# Installing Drywall Ceiling



## oh'mike (Sep 18, 2009)

You have done your home work well.

You will attach the 5/8 drywall to the nailer on the gable end--

Leave the drywall loose 16 inches from the side with the soffit--

if and only if you are drywalling the walls--(you need the wall rock to keep the ceiling panels from sagging_

Rent a drywall lift--use 12 footers--stagger your butt joints--

--Mike--


----------



## daytrepper (Feb 1, 2011)

oh'mike said:


> You have done your home work well.
> 
> You will attach the 5/8 drywall to the nailer on the gable end--
> 
> ...


Thanks for the info. 

I will be doing the walls pretty quick after the ceiling. I take it the drywall will be OK for a few days until I get the walls installed, with the 16" unattached?

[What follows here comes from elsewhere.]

PR #2189, opened 2026-09-20
refactor(dive-log): remove the unreachable playback UI from dive detail

### LINKED ISSUE #2184: Dive detail page carries unreachable playback UI that still rebuilds the page during fullscreen playback
**Describe the bug**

I might use 12 footers for the walls as well, looks like there is a cost savings involved, I'd originally planned for 4x8's all around. Im definitely renting a lift for the project, and have a couple people to help. 

This brings me to one more question. Since this is going to be fully insulated, and heated/cooled at times, should I install gable vents?


----------



## oh'mike (Sep 18, 2009)

Venting---a ridge vent is the best---mushrooms next best--gable vents last choice---

Gable vents don't tend to pull air through the soffits as well as the other two choices.---Mike--


----------



## masterofall (May 27, 2010)

definatly vent it. Can you use 1/2" no sag drywall? Vapourier barrier on the warm side. You may want to get some more electrical outlets in if you want a shop in there.


----------



## masterofall (May 27, 2010)

definatly vent it. Can you use 1/2" no sag drywall? Vapourier barrier on the warm side. You may want to get some more electrical outlets in if you want a shop in there. Use the largest sheets possible. Drywall is cheap. Taping is more expensive.:thumbup:


----------



## Gary in WA (Mar 11, 2009)

Minimum thickness for on center of framing, floating corners; 7" or 12", fig.4 and 5. Fig.7 = 16" only with adhesive, etc.; http://gypsum.org/pdf/GA-216-2010.html

Truss up-lift; http://www.buildingscience.com/documents/insights/bsi-023-wood-is-good-but-strange/

This building is detached from house?

Gary


----------



## daytrepper (Feb 1, 2011)

masterofall said:


> definatly vent it. Can you use 1/2" no sag drywall? Vapourier barrier on the warm side. You may want to get some more electrical outlets in if you want a shop in there.


I could use 1/2 inch no sag. I havent priced it though. Do I really need a separate vapor barrier? A few have told me that faced insulation is just fine. 

I am going to have to climb up, cant tell from the ground, but it looks like there is a ridge vent installed. From the ground there appears to be a gap between the roof shingles and the shingles covering the peak, along the length of the roof, and at the peak there is about a 4" channel cut out of the plywood along the entire length. I'll climb up and be sure. 

Ive got plenty of electrical outlets, just rewired the entire garage, replaced the panel, etc. 



GBR in WA said:


> Minimum thickness for on center of framing, floating corners; 7" or 12", fig.4 and 5. Fig.7 = 16" only with adhesive, etc.; http://gypsum.org/pdf/GA-216-2010.html
> 
> Truss up-lift; http://www.buildingscience.com/documents/insights/bsi-023-wood-is-good-but-strange/
> 
> ...


It is detached from the house. Thanks for the link!


----------



## boman47k (Aug 25, 2006)

oh'mike said:


> You have done your home work well.
> *
> You will attach the 5/8 drywall to the nailer on the gable end*--
> 
> ...


Mike, why not float the ends at the gable too if there is going to be board under them too? 

Not disagreeing at all. Too little experience with ceiling boards to know here.


----------



## daytrepper (Feb 1, 2011)

Fellas, I have one more issue before I dig into this...

I am concerned with the trusses' ability to support the ceiling properly, and hope someone here can shed some light on it before I hire someone to come look at the trusses. I have no truss spec sheet unfortunately. 

Here are some pics and details on the trusses...
2x4 "W" style, spaced 24" OC....

trusses are tied together with 2x4 boards...10 feet apart at the base of the "W" at the bottom chord, gable to gable

there are also 4 2x4x10 boards bracing the trusses diagonally. 

Regular shingle/plywood roof on top...

Here are a few more pics...


----------



## proremodel (Jan 30, 2011)

The trusses will hold the drywall just fine. They are designed to hold that weight. Rock away!


----------